Breast cancer cell resistance to hormonal and targeted therapeutics is correlated with the inactivation of the NR6A1 axis.

Resistance to hormonal and targeted therapies in breast cancer limits treatment efficacy. Epigenetic alterations, including changes mediated by DNA methyltransferases, play a key role in this process. Previously, we identified that resistance to tamoxifen and rapamycin is associated with the suppression of DNMT3A. This study aims to further explore the mechanisms underlying this suppression, with a focus on identifying NR6A1 as a novel regulatory factor.

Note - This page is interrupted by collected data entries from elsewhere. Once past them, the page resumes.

PR #1127, opened 2026-04-14
Add API server executing seats testing to Telescope V2

xinWeiWei24:


kcl/ccp_team/hyperscale_apiserver_executing_seats/cl2.yaml
```diff
@@ -0,0 +1,100 @@
+apiVersion: v1
```
liyu-ma, line 1: Should move everything to under `/ccp_team` folder

kcl/hyperscale_apiserver_executing_seats/pipeline.k
```diff
@@ -0,0 +1,188 @@
...
+          "managedOutboundIPProfile": {
+            "count": 10
+          }
+        }
+      }
+    }
+  }""")
+
+createClusterScript = """
+az cloud update --endpoint-resource-manager https://eastus2euap.management.azure.com/
```
liyu-ma: ARM endpoint is not required any more.

kcl/lib/steps/k8s/run_cluster_loader_2.k
```diff
@@ -1,13 +1,23 @@
...
+    preApply = "kubectl apply -f $(Pipeline.Workspace)/s/${preManifest}\n" if preManifest else ""
     script = """
+set +eo pipefail
 kubectl create namespace "${namespace}" || true
-kubectl apply -f $(Pipeline.Workspace)/s/${manifest}
+${preApply}kubectl apply -f $(Pipeline.Workspace)/s/${manifest}
 # Wait
 while true; do
-  phases="$(kubectl get pods --namespace="${namespace}" -o jsonpath='{range .items[*]}{.status.phase}{"\\n"}{end}')"
+  phases=""
```
liyu-ma: I don't think the inner retry here provide much benefits. The key here is `set +eo` which is what we need, and there is already a while loop to keep retrying pod status. If you are concerned silent failure with `kubectl get pods` we can do extra logging like 
```
phases="$(kubectl get pods ... 2>&1)" || echo "kubectl get pods failed: $phases"
```
but 5-attempts retry feels unnecessary.

kcl/hyperscale_apiserver_executing_seats/pipeline.k
```diff
@@ -0,0 +1,188 @@
...
+                    "kwok=true"),
+                azure.WaitForNodePoolSucceeded(
+                    const.DEFAULT_SERVICE_CONNECTION,
+                    CLUSTER,
+                    RESOURCE_GROUP,
+                    SUBSCRIPTION_ID,
+                    KWOK_POOL),
+                k8s.CreateKwokNodes(
+                  NODE_COUNT,
+                  logLevel = "$\{{ parameters.log_level }}",
```
liyu-ma: It does not feel necessary to pass in this from pipeline variable. I don't see any downside even we just hardcode it for the whole pipeline.

kcl/lib/steps/k8s/kwok.k
```diff
@@ -2,7 +2,7 @@ import azure_pipelines.ap.steps
 
 KWOK_SCRIPT = "kwok/kwok.py"
 
-CreateKwokNodes = lambda nodeCount: int, params: {str:str} = {} -> steps.Step {
+CreateKwokNodes = lambda nodeCount: int, logLevel: str = "INFO", continueOnError: bool = False, params: {str:str} = {} -> steps.Step {
```
liyu-ma: When would users decide to continue on error, is it when they pass in `validate-success-threshold` explicitly? If yes we don't need to pass in `continueOnError`, because we can just check if param is provided and set value at line 22

kcl/hyperscale_apiserver_executing_seats/pipeline.k
```diff
@@ -0,0 +1,188 @@
...
+    ]
+
+    jobs = [
+        job.Job {
+            job = "benchmarking"
+            displayName = "Benchmarking"
+            timeoutInMinutes = 600
+
+            steps = [
+                common.SetRunId(),
```
liyu-ma, line 75: Lei mentioned to my PR that run_id is not required for v2, and I think that's correct. Run id is only used for resource group, where you can directly assign the default value `$(Build.BuildId)-\${job_id:0:8}` to resource group

kcl/hyperscale_apiserver_executing_seats/pipeline.k
```diff
@@ -0,0 +1,188 @@
+import azure_pipelines.ap
+import azure_pipelines.ap.jobs.job
+import lib.const
+import lib.steps.azure
+import lib.steps.common
+import lib.steps.k8s
+import lib.util
+
+SUBSCRIPTION_ID = "b8ceb4e5-f05b-4562-a9f5-14acb1f24219"
+RESOURCE_GROUP = "$(RUN_ID)"
```
liyu-ma, line 10: As mentioned in another comment, we can directly assign default value to `RESOURCE_GROUP`

kcl/hyperscale_apiserver_executing_seats/pipeline.k
xinWeiWei24: OK! will delete

kcl/lib/steps/k8s/kwok.k
xinWeiWei24: no I think it's still for large scale testing, this is for pipeline and validate-success-threshold is for validation part. There is still some temporary error during creating nodes.

kcl/ccp_team/hyperscale_apiserver_executing_seats/pipeline.k
```diff
@@ -0,0 +1,173 @@
...
+NODE_COUNT = 15000
+KWOK_NODES_PER_CONTROLLER = 100
+CL2_NAMESPACE = "clusterloader2"
+CL2_MANIFEST = "kcl/ccp_team/hyperscale_apiserver_executing_seats/cl2.yaml"
+CL2_TESTCONFIG_MANIFEST = "kcl/ccp_team/hyperscale_apiserver_executing_seats/cl2-testconfig.yaml"
+CL2_POOL = "cl2pool"
+CL2_POOL_VM_SIZE = "Standard_D16S_v4"
+CL2_POOL_COUNT = 10
+KWOK_POOL = "kwokpool"
+KWOK_POOL_VM_SIZE = "Standard_D8_v3"
```
wonderyl: There are variables that are only used once, then it's unnecessary to make a constant. Not only that, it makes reading the code much harder. The reader needs to jump from the pipeline to the definition of the constant, without the help of an IDE.

kcl/ccp_team/hyperscale_apiserver_executing_seats/pipeline.k
```diff
@@ -0,0 +1,173 @@
+import azure_pipelines.ap
+import azure_pipelines.ap.jobs.job
+import lib.const
+import lib.steps.azure
+import lib.steps.common
+import lib.steps.k8s
+import lib.util
+
+SUBSCRIPTION_ID = "b8ceb4e5-f05b-4562-a9f5-14acb1f24219"
+RESOURCE_GROUP = r"$(Build.BuildId)-${job_id:0:8}"
```
wonderyl: You can use run id instead, there's a step for it.

kcl/ccp_team/hyperscale_apiserver_executing_seats/cl2.yaml
```diff
@@ -0,0 +1,100 @@
...
+        resources:
+          requests:
+            cpu: '6'
+            memory: '24Gi'
+        volumeMounts:
+        - mountPath: /override
+          name: cl2-override
+        # Mount a custom config.yaml to override the default CL2 load test config.
+        # This version removes the service creation part, as service IPs become
+        # uncontrollable at large scale with high node and pod counts.
```
wonderyl: This comment is more appropriate to be in the cl2-testconfig.yaml file, please reference which config.yaml it copies from as well.

kcl/ccp_team/hyperscale_apiserver_executing_seats/cl2.yaml
```diff
@@ -0,0 +1,100 @@
...
+        - mountPath: /root/perf-tests/clusterloader2/testing/load/config.yaml
```
wonderyl: could you avoid override the existing config? Give it a diff name to avoid confusion.

kcl/ccp_team/hyperscale_apiserver_executing_seats/cl2-testconfig.yaml
```diff
@@ -0,0 +1,453 @@
+apiVersion: v1
```
wonderyl: Could you merge this into cl2.yaml. it's no need to create two manifests.

kcl/lib/steps/k8s/run_cluster_loader_2.k
```diff
@@ -31,7 +33,7 @@ while true; do
     break
   fi
 
-  sleep 30
+  sleep 120
```
wonderyl: why sleep longer? this is a loop

kcl/lib/steps/k8s/run_cluster_loader_2.k
```diff
@@ -1,13 +1,15 @@
 import azure_pipelines.ap.steps
 import lib.steps.azure
 
-RunClusterLoader2 = lambda serviceConnection: str, namespace: str, manifest: str -> steps.Step {
+RunClusterLoader2 = lambda serviceConnection: str, namespace: str, manifest: str, preManifest: str = "" -> steps.Step {
+    preApply = "kubectl apply -f $(Pipeline.Workspace)/s/${preManifest}\n" if preManifest else ""
```
wonderyl: don't need preapply, you can merge into manifest.

modules/python/utils/logger_config.py
```diff
@@ -24,11 +25,13 @@ def setup_logging():
         "%(asctime)s - %(name)s - %(levelname)s - %(message)s",
         datefmt="%Y-%m-%d %H:%M:%S"
     )
+    level = getattr(logging, os.environ.get("LOG_LEVEL", "INFO").upper(), logging.INFO)
```
wonderyl: could you pass it in from the command line variable instead of using an env var. I know it's a smaller change to use env var, but the env var becomes a hidden backdoor, that is not obvious to other users. They can not use -h to get the env var.

kcl/lib/steps/k8s/kwok.k
wonderyl: how do you distinguish the ones that actually failed node validation?

kcl/lib/steps/k8s/run_cluster_loader_2.k
xinWeiWei24: will change back

kcl/lib/steps/k8s/kwok.k
xinWeiWei24: Split into two parts: allow some errors during creation, and fail with an error if validation does not pass.

kcl/ccp_team/hyperscale_apiserver_executing_seats/pipeline.k
```diff
@@ -0,0 +1,160 @@
...
+az rest \\
+  --method put \\
+  --uri "/subscriptions/${SUBSCRIPTION_ID}/resourceGroups/${RESOURCE_GROUP}/providers/Microsoft.ContainerService/managedClusters/${CLUSTER}?api-version=2026-01-02-preview" \\
+  --body "${requestBody}"
+"""
+
+output = ap.Pipeline {
+    name = "Hyperscale API Server Executing Seats"
+
+    trigger =  ["v2"]
```
wonderyl: It's probably too expensive to trigger on every v2 commits. You can remove it, then it's manual trigger

liyu-ma (approved):

wonderyl (approved):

Acquisition of resistant breast cancer cell sublines, MTT-test, immunoblotting, transient transfection and reporter analysis, lentiviral infection, qRT-PCR, and analysis of methylation using bisulfite pyrosequencing. Our findings indicate that the development of cross-resistance in breast cancer cells to hormonal and targeted therapies involves a shift in cell signaling to alternative AKT pathways, marked by a localized suppression of the NR6A1/DNMT3A axis and associated DNA methylation changes. We demonstrated the critical role of NR6A1 downregulation in resistance development. Additionally, we observed activation of Snail - a key regulator in the epithelial-mesenchymal transition - as a mediator of the effects of NR6A1 depletion, establishing a direct link between Snail expression and resistance formation. The coordinated suppression of NR6A1 and DNMT3A may contribute to sustaining the resistant phenotype in breast cancer cells. This pathway could serve as a predictive marker, helping guide the selection of optimal therapeutic strategies for breast cancer treatment in the future.